Supplied information:
PR #6721, opened 2023-05-31
Update search snapshot periodically in a worker isolate.

isoos:
- reduces the load on the frontend isolate by not blocking the CPU when snapshot save happens
- also moves old snapshot GC into the worker isolate

### DIFF
--- a/app/lib/search/backend.dart
+++ b/app/lib/search/backend.dart
@@ -76,7 +76,7 @@ class SearchBackend {
   ///
   /// When other process has the claim, the loop waits a minute before
   /// attempting to get the claim.
-  Future<void> updateSnapshotInForeverLoop() async {
+  Future<Never> updateSnapshotInForeverLoop() async {
     final lock = GlobalLock.create(
       'update-search-snapshot',
       expiration: Duration(minutes: 20),
--- a/app/lib/search/backend.dart
+++ b/app/lib/search/backend.dart
@@ -82,20 +82,14 @@ class SearchBackend {
       expiration: Duration(minutes: 20),
     );
     for (;;) {
-      final claim = await lock.tryClaim();
-      if (claim == null) {
-        await Future.delayed(Duration(minutes: 1));
-        continue;
-      }
-
       try {
-        await doCreateAndUpdateSnapshot(claim);
+        await lock.withClaim((claim) async {
+          await doCreateAndUpdateSnapshot(claim);
+        });
       } catch (e, st) {
         _logger.warning('Snapshot update failed.', e, st);
       }
-
-      // cleanup
-      await claim.release();
+      await Future.delayed(Duration(minutes: 1));
     }
   }
 
@@ -104,22 +98,13 @@ class SearchBackend {
     GlobalLockClaim claim, {
     Duration sleepDuration = const Duration(minutes: 2),
   }) async {
-    final claimUpdateBefore = Duration(minutes: 10);
     final firstClaimed = clock.now();
-    final workUntil = firstClaimed.add(Duration(days: 1));
 
-    Future<void> refreshClaimIfNeeded() async {
-      final now = clock.now();
-      if (now.isAfter(workUntil)) {
-        // not updating claim anymore
-        return;
-      }
-      if (claim.expires.difference(now) < claimUpdateBefore) {
-        await claim.refresh();
-      }
-    }
+    // The claim will be released after a day, another process may
+    // start to build the snapshot from scratch again.
+    final workUntil = clock.now().add(Duration(days: 1));
 
-    // create snapshot from scratch
+    // creating snapshot from scratch
     final snapshot = SearchSnapshot();
     Future<void> updatePackage(String package, DateTime? updated) async {
       // Skip if the last document timestamp is before [updated].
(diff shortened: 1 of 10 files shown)


isoos:
PTAL, re-did the implementation to use global lock + continuous updates.

app/test/search/backend_test.dart
```diff
@@ -23,5 +25,34 @@ void main() {
...
+        _GlobalLockClaim(clock.now().add(Duration(seconds: 3))),
+        sleepDuration: Duration(milliseconds: 300),
+      );
+      await snapshotStorage.fetch();
+      expect(snapshotStorage.documents, isNotEmpty);
+    });
   });
 }
+
+class _GlobalLockClaim implements GlobalLockClaim {
```
jonasfj, line 42:
```suggestion
class _FakeGlobalLockClaim implements GlobalLockClaim {
```

app/lib/service/entrypoint/search.dart
```diff
@@ -72,3 +73,11 @@ Future _main(FrontendEntryMessage message) async {
 
   await runHandler(_logger, searchServiceHandler);
 }
+
+Future _worker(WorkerEntryMessage message) async {
+  message.protocolSendPort.send(WorkerProtocolMessage());
+  await popularityStorage.start();
+  setupSearchPeriodicTasks();
+  unawaited(searchBackend.updateSnapshotInForeverLoop());
+  await Completer().future; // never completes
```
jonasfj, line 82: Just curious, why not do?
```suggestion
  await searchBackend.updateSnapshotInForeverLoop();
```

app/lib/search/backend.dart
```diff
@@ -60,9 +61,139 @@ void registerPackageIndex(PackageIndex index) =>
...
+  /// the snapshot after every 10 minutes.
+  ///
+  /// When other process has the claim, the loop waits a minute before
+  /// attempting to get the claim.
+  Future<void> updateSnapshotInForeverLoop() async {
+    final lock = GlobalLock.create(
+      'update-search-snapshot',
+      expiration: Duration(minutes: 20),
+    );
+    for (;;) {
```
jonasfj, line 84:
```suggestion
    while (true) {
```

app/lib/search/backend.dart
```diff
@@ -60,9 +61,139 @@ void registerPackageIndex(PackageIndex index) =>
...
+      try {
+        await lock.withClaim((claim) async {
+          await doCreateAndUpdateSnapshot(claim);
+        });
+      } catch (e, st) {
+        _logger.warning('Snapshot update failed.', e, st);
+      }
+      await Future.delayed(Duration(minutes: 1));
```
jonasfj, line 92:
```suggestion
      // Wait for 1 minutes for sanity, before trying again.
      await Future.delayed(Duration(minutes: 1));
```

I assume this is just for sanity? to avoid a run away loop?

app/lib/search/backend.dart
```diff
@@ -60,9 +61,139 @@ void registerPackageIndex(PackageIndex index) =>
...
+      } on RemovedPackageException catch (_) {
+        snapshot.remove(package);
+      }
+    }
+
+    // initial scan of packages
+    await for (final package in dbService.query<Package>().run()) {
+      if (package.isNotVisible) continue;
+      if (!claim.valid) break;
+      await updatePackage(package.name!, null);
```
jonasfj, line 132: Why not pass in `updated` doesn't the `package.updated` property hold this value?

app/lib/search/backend.dart
```diff
@@ -60,9 +61,139 @@ void registerPackageIndex(PackageIndex index) =>
...
+    // start to build the snapshot from scratch again.
+    final workUntil = clock.now().add(Duration(days: 1));
+
+    // creating snapshot from scratch
+    final snapshot = SearchSnapshot();
+    Future<void> updatePackage(String package, DateTime? updated) async {
+      // Skip if the last document timestamp is before [updated].
+      // 1-minute window is kept to reduce clock-skew.
+      if (updated != null) {
+        final lastTimestamp = snapshot.documents![package]?.timestamp;
```
jonasfj, line 113: timestamp I can spot from the type, but it's the last time that this package was updated in search index, right?
```suggestion
        final lastUpdated = snapshot.documents![package]?.timestamp;
```

app/lib/search/backend.dart
```diff
@@ -60,9 +61,139 @@ void registerPackageIndex(PackageIndex index) =>
...
+        lastUploadedSnapshotTimestamp = snapshot.updated!;
+      }
+
+      await Future.delayed(sleepDuration);
+    }
+  }
+
+  Future<Map<String, DateTime>> _queryRecentlyUpdated(
+      DateTime lastQueryStarted) async {
+    final updatedThreshold = lastQueryStarted.subtract(Duration(minutes: 1));
```
jonasfj, line 172:
```suggestion
    final updatedThreshold = lastQueryStarted.subtract(Duration(minutes: 5));
```

jonasfj: I think it'd be wise to allow for some drift. My thinking was 15min, but 5 might be okay, 1 is a bit small... I'm just guessing :rofl:

jonasfj (approved):

app/lib/search/backend.dart
```diff
@@ -143,6 +279,19 @@ class SearchBackend {
...
+      p.updated,
+      scoreCard?.updated,
+    ].fold<DateTime?>(
+      null,
+      (p, v) {
+        if (v == null) return p;
+        if (p == null) return v;
+        return v.isAfter(p) ? v : p;
+      },
+    );
```
jonasfj, line 293: @isoos consider `whereNotNull()` and maybe even `max`, see:
https://pub.dev/documentation/collection/latest/collection/IterableComparableExtension.html


```suggestion
    // select the latest entity updated timestamp (when available)
    final sourceUpdated = [
      p.updated,
      scoreCard?.updated,
    ].whereNotNull().max;
```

What you will do: Output every record exactly as written, with nothing dropped.

Problem solution:
PR #6721, opened 2023-05-31
Update search snapshot periodically in a worker isolate.

isoos:
- reduces the load on the frontend isolate by not blocking the CPU when snapshot save happens
- also moves old snapshot GC into the worker isolate

### DIFF
--- a/app/lib/search/backend.dart
+++ b/app/lib/search/backend.dart
@@ -76,7 +76,7 @@ class SearchBackend {
   ///
   /// When other process has the claim, the loop waits a minute before
   /// attempting to get the claim.
-  Future<void> updateSnapshotInForeverLoop() async {
+  Future<Never> updateSnapshotInForeverLoop() async {
     final lock = GlobalLock.create(
       'update-search-snapshot',
       expiration: Duration(minutes: 20),
--- a/app/lib/search/backend.dart
+++ b/app/lib/search/backend.dart
@@ -82,20 +82,14 @@ class SearchBackend {
       expiration: Duration(minutes: 20),
     );
     for (;;) {
-      final claim = await lock.tryClaim();
-      if (claim == null) {
-        await Future.delayed(Duration(minutes: 1));
-        continue;
-      }
-
       try {
-        await doCreateAndUpdateSnapshot(claim);
+        await lock.withClaim((claim) async {
+          await doCreateAndUpdateSnapshot(claim);
+        });
       } catch (e, st) {
         _logger.warning('Snapshot update failed.', e, st);
       }
-
-      // cleanup
-      await claim.release();
+      await Future.delayed(Duration(minutes: 1));
     }
   }
 
@@ -104,22 +98,13 @@ class SearchBackend {
     GlobalLockClaim claim, {
     Duration sleepDuration = const Duration(minutes: 2),
   }) async {
-    final claimUpdateBefore = Duration(minutes: 10);
     final firstClaimed = clock.now();
-    final workUntil = firstClaimed.add(Duration(days: 1));
 
-    Future<void> refreshClaimIfNeeded() async {
-      final now = clock.now();
-      if (now.isAfter(workUntil)) {
-        // not updating claim anymore
-        return;
-      }
-      if (claim.expires.difference(now) < claimUpdateBefore) {
-        await claim.refresh();
-      }
-    }
+    // The claim will be released after a day, another process may
+    // start to build the snapshot from scratch again.
+    final workUntil = clock.now().add(Duration(days: 1));
 
-    // create snapshot from scratch
+    // creating snapshot from scratch
     final snapshot = SearchSnapshot();
     Future<void> updatePackage(String package, DateTime? updated) async {
       // Skip if the last document timestamp is before [updated].
(diff shortened: 1 of 10 files shown)


isoos:
PTAL, re-did the implementation to use global lock + continuous updates.

app/test/search/backend_test.dart
```diff
@@ -23,5 +25,34 @@ void main() {
...
+        _GlobalLockClaim(clock.now().add(Duration(seconds: 3))),
+        sleepDuration: Duration(milliseconds: 300),
+      );
+      await snapshotStorage.fetch();
+      expect(snapshotStorage.documents, isNotEmpty);
+    });
   });
 }
+
+class _GlobalLockClaim implements GlobalLockClaim {
```
jonasfj, line 42:
```suggestion
class _FakeGlobalLockClaim implements GlobalLockClaim {
```

app/lib/service/entrypoint/search.dart
```diff
@@ -72,3 +73,11 @@ Future _main(FrontendEntryMessage message) async {
 
   await runHandler(_logger, searchServiceHandler);
 }
+
+Future _worker(WorkerEntryMessage message) async {
+  message.protocolSendPort.send(WorkerProtocolMessage());
+  await popularityStorage.start();
+  setupSearchPeriodicTasks();
+  unawaited(searchBackend.updateSnapshotInForeverLoop());
+  await Completer().future; // never completes
```
jonasfj, line 82: Just curious, why not do?
```suggestion
  await searchBackend.updateSnapshotInForeverLoop();
```

app/lib/search/backend.dart
```diff
@@ -60,9 +61,139 @@ void registerPackageIndex(PackageIndex index) =>
...
+  /// the snapshot after every 10 minutes.
+  ///
+  /// When other process has the claim, the loop waits a minute before
+  /// attempting to get the claim.
+  Future<void> updateSnapshotInForeverLoop() async {
+    final lock = GlobalLock.create(
+      'update-search-snapshot',
+      expiration: Duration(minutes: 20),
+    );
+    for (;;) {
```
jonasfj, line 84:
```suggestion
    while (true) {
```

app/lib/search/backend.dart
```diff
@@ -60,9 +61,139 @@ void registerPackageIndex(PackageIndex index) =>
...
+      try {
+        await lock.withClaim((claim) async {
+          await doCreateAndUpdateSnapshot(claim);
+        });
+      } catch (e, st) {
+        _logger.warning('Snapshot update failed.', e, st);
+      }
+      await Future.delayed(Duration(minutes: 1));
```
jonasfj, line 92:
```suggestion
      // Wait for 1 minutes for sanity, before trying again.
      await Future.delayed(Duration(minutes: 1));
```

I assume this is just for sanity? to avoid a run away loop?

app/lib/search/backend.dart
```diff
@@ -60,9 +61,139 @@ void registerPackageIndex(PackageIndex index) =>
...
+      } on RemovedPackageException catch (_) {
+        snapshot.remove(package);
+      }
+    }
+
+    // initial scan of packages
+    await for (final package in dbService.query<Package>().run()) {
+      if (package.isNotVisible) continue;
+      if (!claim.valid) break;
+      await updatePackage(package.name!, null);
```
jonasfj, line 132: Why not pass in `updated` doesn't the `package.updated` property hold this value?

app/lib/search/backend.dart
```diff
@@ -60,9 +61,139 @@ void registerPackageIndex(PackageIndex index) =>
...
+    // start to build the snapshot from scratch again.
+    final workUntil = clock.now().add(Duration(days: 1));
+
+    // creating snapshot from scratch
+    final snapshot = SearchSnapshot();
+    Future<void> updatePackage(String package, DateTime? updated) async {
+      // Skip if the last document timestamp is before [updated].
+      // 1-minute window is kept to reduce clock-skew.
+      if (updated != null) {
+        final lastTimestamp = snapshot.documents![package]?.timestamp;
```
jonasfj, line 113: timestamp I can spot from the type, but it's the last time that this package was updated in search index, right?
```suggestion
        final lastUpdated = snapshot.documents![package]?.timestamp;
```

app/lib/search/backend.dart
```diff
@@ -60,9 +61,139 @@ void registerPackageIndex(PackageIndex index) =>
...
+        lastUploadedSnapshotTimestamp = snapshot.updated!;
+      }
+
+      await Future.delayed(sleepDuration);
+    }
+  }
+
+  Future<Map<String, DateTime>> _queryRecentlyUpdated(
+      DateTime lastQueryStarted) async {
+    final updatedThreshold = lastQueryStarted.subtract(Duration(minutes: 1));
```
jonasfj, line 172:
```suggestion
    final updatedThreshold = lastQueryStarted.subtract(Duration(minutes: 5));
```

jonasfj: I think it'd be wise to allow for some drift. My thinking was 15min, but 5 might be okay, 1 is a bit small... I'm just guessing :rofl:

jonasfj (approved):

app/lib/search/backend.dart
```diff
@@ -143,6 +279,19 @@ class SearchBackend {
...
+      p.updated,
+      scoreCard?.updated,
+    ].fold<DateTime?>(
+      null,
+      (p, v) {
+        if (v == null) return p;
+        if (p == null) return v;
+        return v.isAfter(p) ? v : p;
+      },
+    );
```
jonasfj, line 293: @isoos consider `whereNotNull()` and maybe even `max`, see:
https://pub.dev/documentation/collection/latest/collection/IterableComparableExtension.html


```suggestion
    // select the latest entity updated timestamp (when available)
    final sourceUpdated = [
      p.updated,
      scoreCard?.updated,
    ].whereNotNull().max;
```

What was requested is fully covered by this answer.